|Title of host publication||Encyclopedia of Data Warehousing and Mining|
|Place of Publication||Hershey, PA|
|Number of pages||6|
|State||Published - 2009|
Cluster analysis is a set of statistical models and algorithms that attempt to find “natural groupings” of sampling units (e.g., customers, survey respondents, plant or animal species) based on measurements. The observable measurements are sometimes called manifest variables and cluster membership is called a latent variable. It is assumed that each sampling unit comes from one of K clusters or classes, but the cluster identifier cannot be observed directly and can only be inferred from the manifest variables. See Bartholomew and Knott (1999) and Everitt, Landau and Leese (2001) for a broader survey of existing methods for cluster analysis. Many applications in science, engineering, social science, and industry require grouping observations into “types.” Identifying typologies is challenging, especially when the responses (manifest variables) are categorical. The classical approach to cluster analysis on those data is to apply the latent class analysis (LCA) methodology, where the manifest variables are assumed to be independent conditional on the cluster identity.
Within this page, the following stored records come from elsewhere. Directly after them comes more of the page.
PR #951, opened 2022-07-21
[CS-4285]: Fix backup restoring after first restore

danibonilha:
### Description

There was a missing property (backupDate) after restoring the backup, and the data was being overwritten which caused the backup structure to be invalid when we tried to restore the same backup again, on a different device for example. In other to keep the data as consistent as possible, I'm passing the whole backedUp wallet so we overwrite just the new fields and keep the backupDate.  

The best way to test it is to have an old backup from 1.1.3, restore on this version, and then try to restore it again.


oidoug (approved):
LGTM, no issues backing up and restoring.

paulinhapenedo (approved):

For example, Aitkin, Anderson and Hinde (1981) classified 468 teachers into clusters according to their binary responses to 38 teaching style questions. This basic assumption in classical LCA is often violated and seems to have been made out of convenience rather than it being reasonable for a wide range of situations. For example, in the teaching styles study two questions are “Do you usually allow your pupils to move around the classroom?” and “Do you usually allow your pupils to talk to one another?” These questions are mostly likely correlated even within a class.